═════ DATA EXTRACT

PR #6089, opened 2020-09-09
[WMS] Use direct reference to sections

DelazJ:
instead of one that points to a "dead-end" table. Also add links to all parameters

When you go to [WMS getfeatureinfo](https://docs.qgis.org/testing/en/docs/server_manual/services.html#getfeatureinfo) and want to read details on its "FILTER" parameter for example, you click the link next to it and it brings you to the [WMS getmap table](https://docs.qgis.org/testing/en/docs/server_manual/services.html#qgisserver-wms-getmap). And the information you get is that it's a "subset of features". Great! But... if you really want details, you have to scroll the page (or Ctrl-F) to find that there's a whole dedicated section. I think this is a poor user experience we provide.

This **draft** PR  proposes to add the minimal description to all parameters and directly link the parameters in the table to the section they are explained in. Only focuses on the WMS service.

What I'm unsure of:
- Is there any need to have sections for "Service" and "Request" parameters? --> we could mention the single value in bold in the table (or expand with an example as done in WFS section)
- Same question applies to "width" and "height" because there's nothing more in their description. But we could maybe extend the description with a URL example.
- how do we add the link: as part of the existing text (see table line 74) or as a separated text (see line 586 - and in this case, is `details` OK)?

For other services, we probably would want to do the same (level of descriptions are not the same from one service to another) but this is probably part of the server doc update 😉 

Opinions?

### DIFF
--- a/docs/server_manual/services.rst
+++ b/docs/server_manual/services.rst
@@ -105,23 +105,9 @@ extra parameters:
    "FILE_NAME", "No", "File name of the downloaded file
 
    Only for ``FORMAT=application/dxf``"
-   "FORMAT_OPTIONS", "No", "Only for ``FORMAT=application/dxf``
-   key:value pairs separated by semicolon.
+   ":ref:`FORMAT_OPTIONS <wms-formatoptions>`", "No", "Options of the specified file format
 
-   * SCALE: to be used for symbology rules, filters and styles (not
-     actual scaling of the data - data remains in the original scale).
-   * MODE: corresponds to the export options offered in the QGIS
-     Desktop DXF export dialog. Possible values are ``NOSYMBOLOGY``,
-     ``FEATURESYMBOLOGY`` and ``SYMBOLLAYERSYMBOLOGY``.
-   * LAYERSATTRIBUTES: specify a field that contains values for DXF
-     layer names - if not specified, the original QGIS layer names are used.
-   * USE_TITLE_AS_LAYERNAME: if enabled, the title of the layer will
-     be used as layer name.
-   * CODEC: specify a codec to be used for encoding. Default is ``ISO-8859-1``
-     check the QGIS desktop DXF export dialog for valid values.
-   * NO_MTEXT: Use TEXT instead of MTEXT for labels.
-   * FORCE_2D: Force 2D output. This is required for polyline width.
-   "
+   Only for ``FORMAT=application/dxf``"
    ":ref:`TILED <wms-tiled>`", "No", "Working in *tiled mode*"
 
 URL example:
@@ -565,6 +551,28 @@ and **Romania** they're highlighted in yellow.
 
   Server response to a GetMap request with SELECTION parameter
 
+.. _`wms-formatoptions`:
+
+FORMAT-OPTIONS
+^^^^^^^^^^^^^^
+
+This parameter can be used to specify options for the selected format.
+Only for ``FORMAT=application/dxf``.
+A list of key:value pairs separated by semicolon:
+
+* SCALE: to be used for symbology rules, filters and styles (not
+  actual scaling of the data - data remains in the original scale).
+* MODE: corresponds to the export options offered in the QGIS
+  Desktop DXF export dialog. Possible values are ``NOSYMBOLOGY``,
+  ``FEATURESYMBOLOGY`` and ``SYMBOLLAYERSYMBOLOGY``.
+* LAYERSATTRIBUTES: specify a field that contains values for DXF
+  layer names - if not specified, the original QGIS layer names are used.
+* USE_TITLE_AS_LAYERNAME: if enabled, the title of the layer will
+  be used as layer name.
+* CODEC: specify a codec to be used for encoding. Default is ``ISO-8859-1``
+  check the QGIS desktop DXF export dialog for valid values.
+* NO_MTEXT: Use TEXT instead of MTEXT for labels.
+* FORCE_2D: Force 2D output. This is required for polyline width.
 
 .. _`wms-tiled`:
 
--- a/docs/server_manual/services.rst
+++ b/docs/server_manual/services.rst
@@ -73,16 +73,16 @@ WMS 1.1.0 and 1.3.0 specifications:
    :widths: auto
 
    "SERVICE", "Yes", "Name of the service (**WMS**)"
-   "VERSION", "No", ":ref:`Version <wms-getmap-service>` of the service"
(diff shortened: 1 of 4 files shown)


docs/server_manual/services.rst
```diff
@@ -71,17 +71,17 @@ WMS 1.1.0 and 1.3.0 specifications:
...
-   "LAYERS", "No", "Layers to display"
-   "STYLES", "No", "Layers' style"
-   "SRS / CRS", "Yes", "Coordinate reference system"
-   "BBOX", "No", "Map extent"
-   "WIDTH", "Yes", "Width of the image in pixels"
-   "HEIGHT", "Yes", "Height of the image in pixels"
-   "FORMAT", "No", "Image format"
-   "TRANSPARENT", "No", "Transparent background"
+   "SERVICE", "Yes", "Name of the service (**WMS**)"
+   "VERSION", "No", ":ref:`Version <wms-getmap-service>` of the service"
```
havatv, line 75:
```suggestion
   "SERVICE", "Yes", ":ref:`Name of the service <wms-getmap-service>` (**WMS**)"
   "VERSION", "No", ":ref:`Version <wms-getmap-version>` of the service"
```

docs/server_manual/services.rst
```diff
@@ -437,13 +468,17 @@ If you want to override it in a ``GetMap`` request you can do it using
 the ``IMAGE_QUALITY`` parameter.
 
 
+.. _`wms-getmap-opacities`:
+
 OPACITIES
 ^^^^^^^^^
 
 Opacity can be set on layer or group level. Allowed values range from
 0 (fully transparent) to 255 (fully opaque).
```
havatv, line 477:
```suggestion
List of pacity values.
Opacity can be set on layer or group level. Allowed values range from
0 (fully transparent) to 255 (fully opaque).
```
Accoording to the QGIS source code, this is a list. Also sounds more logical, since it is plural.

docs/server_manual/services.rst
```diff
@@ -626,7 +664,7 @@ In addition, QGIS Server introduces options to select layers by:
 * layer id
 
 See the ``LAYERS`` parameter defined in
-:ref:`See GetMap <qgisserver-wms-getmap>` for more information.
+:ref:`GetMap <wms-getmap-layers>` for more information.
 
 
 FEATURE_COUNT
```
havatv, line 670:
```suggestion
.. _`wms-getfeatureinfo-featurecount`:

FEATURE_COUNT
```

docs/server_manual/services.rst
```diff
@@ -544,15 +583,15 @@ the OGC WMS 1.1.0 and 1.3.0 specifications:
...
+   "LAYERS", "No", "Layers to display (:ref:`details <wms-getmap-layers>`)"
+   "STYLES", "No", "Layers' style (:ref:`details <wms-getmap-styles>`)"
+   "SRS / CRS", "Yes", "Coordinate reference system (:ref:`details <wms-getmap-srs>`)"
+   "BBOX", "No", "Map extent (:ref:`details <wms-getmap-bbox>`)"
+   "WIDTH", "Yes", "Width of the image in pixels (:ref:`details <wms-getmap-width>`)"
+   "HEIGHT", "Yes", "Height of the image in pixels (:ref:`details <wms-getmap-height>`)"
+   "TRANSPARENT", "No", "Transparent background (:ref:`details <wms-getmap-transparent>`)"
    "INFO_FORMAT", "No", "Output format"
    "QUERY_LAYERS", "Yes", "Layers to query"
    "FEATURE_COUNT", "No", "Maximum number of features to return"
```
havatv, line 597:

══════════

Reproduce each record exactly as it appears.

=== OUTPUT ===
PR #6089, opened 2020-09-09
[WMS] Use direct reference to sections

DelazJ:
instead of one that points to a "dead-end" table. Also add links to all parameters

When you go to [WMS getfeatureinfo](https://docs.qgis.org/testing/en/docs/server_manual/services.html#getfeatureinfo) and want to read details on its "FILTER" parameter for example, you click the link next to it and it brings you to the [WMS getmap table](https://docs.qgis.org/testing/en/docs/server_manual/services.html#qgisserver-wms-getmap). And the information you get is that it's a "subset of features". Great! But... if you really want details, you have to scroll the page (or Ctrl-F) to find that there's a whole dedicated section. I think this is a poor user experience we provide.

This **draft** PR  proposes to add the minimal description to all parameters and directly link the parameters in the table to the section they are explained in. Only focuses on the WMS service.

What I'm unsure of:
- Is there any need to have sections for "Service" and "Request" parameters? --> we could mention the single value in bold in the table (or expand with an example as done in WFS section)
- Same question applies to "width" and "height" because there's nothing more in their description. But we could maybe extend the description with a URL example.
- how do we add the link: as part of the existing text (see table line 74) or as a separated text (see line 586 - and in this case, is `details` OK)?

For other services, we probably would want to do the same (level of descriptions are not the same from one service to another) but this is probably part of the server doc update 😉 

Opinions?

### DIFF
--- a/docs/server_manual/services.rst
+++ b/docs/server_manual/services.rst
@@ -105,23 +105,9 @@ extra parameters:
    "FILE_NAME", "No", "File name of the downloaded file
 
    Only for ``FORMAT=application/dxf``"
-   "FORMAT_OPTIONS", "No", "Only for ``FORMAT=application/dxf``
-   key:value pairs separated by semicolon.
+   ":ref:`FORMAT_OPTIONS <wms-formatoptions>`", "No", "Options of the specified file format
 
-   * SCALE: to be used for symbology rules, filters and styles (not
-     actual scaling of the data - data remains in the original scale).
-   * MODE: corresponds to the export options offered in the QGIS
-     Desktop DXF export dialog. Possible values are ``NOSYMBOLOGY``,
-     ``FEATURESYMBOLOGY`` and ``SYMBOLLAYERSYMBOLOGY``.
-   * LAYERSATTRIBUTES: specify a field that contains values for DXF
-     layer names - if not specified, the original QGIS layer names are used.
-   * USE_TITLE_AS_LAYERNAME: if enabled, the title of the layer will
-     be used as layer name.
-   * CODEC: specify a codec to be used for encoding. Default is ``ISO-8859-1``
-     check the QGIS desktop DXF export dialog for valid values.
-   * NO_MTEXT: Use TEXT instead of MTEXT for labels.
-   * FORCE_2D: Force 2D output. This is required for polyline width.
-   "
+   Only for ``FORMAT=application/dxf``"
    ":ref:`TILED <wms-tiled>`", "No", "Working in *tiled mode*"
 
 URL example:
@@ -565,6 +551,28 @@ and **Romania** they're highlighted in yellow.
 
   Server response to a GetMap request with SELECTION parameter
 
+.. _`wms-formatoptions`:
+
+FORMAT-OPTIONS
+^^^^^^^^^^^^^^
+
+This parameter can be used to specify options for the selected format.
+Only for ``FORMAT=application/dxf``.
+A list of key:value pairs separated by semicolon:
+
+* SCALE: to be used for symbology rules, filters and styles (not
+  actual scaling of the data - data remains in the original scale).
+* MODE: corresponds to the export options offered in the QGIS
+  Desktop DXF export dialog. Possible values are ``NOSYMBOLOGY``,
+  ``FEATURESYMBOLOGY`` and ``SYMBOLLAYERSYMBOLOGY``.
+* LAYERSATTRIBUTES: specify a field that contains values for DXF
+  layer names - if not specified, the original QGIS layer names are used.
+* USE_TITLE_AS_LAYERNAME: if enabled, the title of the layer will
+  be used as layer name.
+* CODEC: specify a codec to be used for encoding. Default is ``ISO-8859-1``
+  check the QGIS desktop DXF export dialog for valid values.
+* NO_MTEXT: Use TEXT instead of MTEXT for labels.
+* FORCE_2D: Force 2D output. This is required for polyline width.
 
 .. _`wms-tiled`:
 
--- a/docs/server_manual/services.rst
+++ b/docs/server_manual/services.rst
@@ -73,16 +73,16 @@ WMS 1.1.0 and 1.3.0 specifications:
    :widths: auto
 
    "SERVICE", "Yes", "Name of the service (**WMS**)"
-   "VERSION", "No", ":ref:`Version <wms-getmap-service>` of the service"
(diff shortened: 1 of 4 files shown)


docs/server_manual/services.rst
```diff
@@ -71,17 +71,17 @@ WMS 1.1.0 and 1.3.0 specifications:
...
-   "LAYERS", "No", "Layers to display"
-   "STYLES", "No", "Layers' style"
-   "SRS / CRS", "Yes", "Coordinate reference system"
-   "BBOX", "No", "Map extent"
-   "WIDTH", "Yes", "Width of the image in pixels"
-   "HEIGHT", "Yes", "Height of the image in pixels"
-   "FORMAT", "No", "Image format"
-   "TRANSPARENT", "No", "Transparent background"
+   "SERVICE", "Yes", "Name of the service (**WMS**)"
+   "VERSION", "No", ":ref:`Version <wms-getmap-service>` of the service"
```
havatv, line 75:
```suggestion
   "SERVICE", "Yes", ":ref:`Name of the service <wms-getmap-service>` (**WMS**)"
   "VERSION", "No", ":ref:`Version <wms-getmap-version>` of the service"
```

docs/server_manual/services.rst
```diff
@@ -437,13 +468,17 @@ If you want to override it in a ``GetMap`` request you can do it using
 the ``IMAGE_QUALITY`` parameter.
 
 
+.. _`wms-getmap-opacities`:
+
 OPACITIES
 ^^^^^^^^^
 
 Opacity can be set on layer or group level. Allowed values range from
 0 (fully transparent) to 255 (fully opaque).
```
havatv, line 477:
```suggestion
List of pacity values.
Opacity can be set on layer or group level. Allowed values range from
0 (fully transparent) to 255 (fully opaque).
```
Accoording to the QGIS source code, this is a list. Also sounds more logical, since it is plural.

docs/server_manual/services.rst
```diff
@@ -626,7 +664,7 @@ In addition, QGIS Server introduces options to select layers by:
 * layer id
 
 See the ``LAYERS`` parameter defined in
-:ref:`See GetMap <qgisserver-wms-getmap>` for more information.
+:ref:`GetMap <wms-getmap-layers>` for more information.
 
 
 FEATURE_COUNT
```
havatv, line 670:
```suggestion
.. _`wms-getfeatureinfo-featurecount`:

FEATURE_COUNT
```

docs/server_manual/services.rst
```diff
@@ -544,15 +583,15 @@ the OGC WMS 1.1.0 and 1.3.0 specifications:
...
+   "LAYERS", "No", "Layers to display (:ref:`details <wms-getmap-layers>`)"
+   "STYLES", "No", "Layers' style (:ref:`details <wms-getmap-styles>`)"
+   "SRS / CRS", "Yes", "Coordinate reference system (:ref:`details <wms-getmap-srs>`)"
+   "BBOX", "No", "Map extent (:ref:`details <wms-getmap-bbox>`)"
+   "WIDTH", "Yes", "Width of the image in pixels (:ref:`details <wms-getmap-width>`)"
+   "HEIGHT", "Yes", "Height of the image in pixels (:ref:`details <wms-getmap-height>`)"
+   "TRANSPARENT", "No", "Transparent background (:ref:`details <wms-getmap-transparent>`)"
    "INFO_FORMAT", "No", "Output format"
    "QUERY_LAYERS", "Yes", "Layers to query"
    "FEATURE_COUNT", "No", "Maximum number of features to return"
```
havatv, line 597:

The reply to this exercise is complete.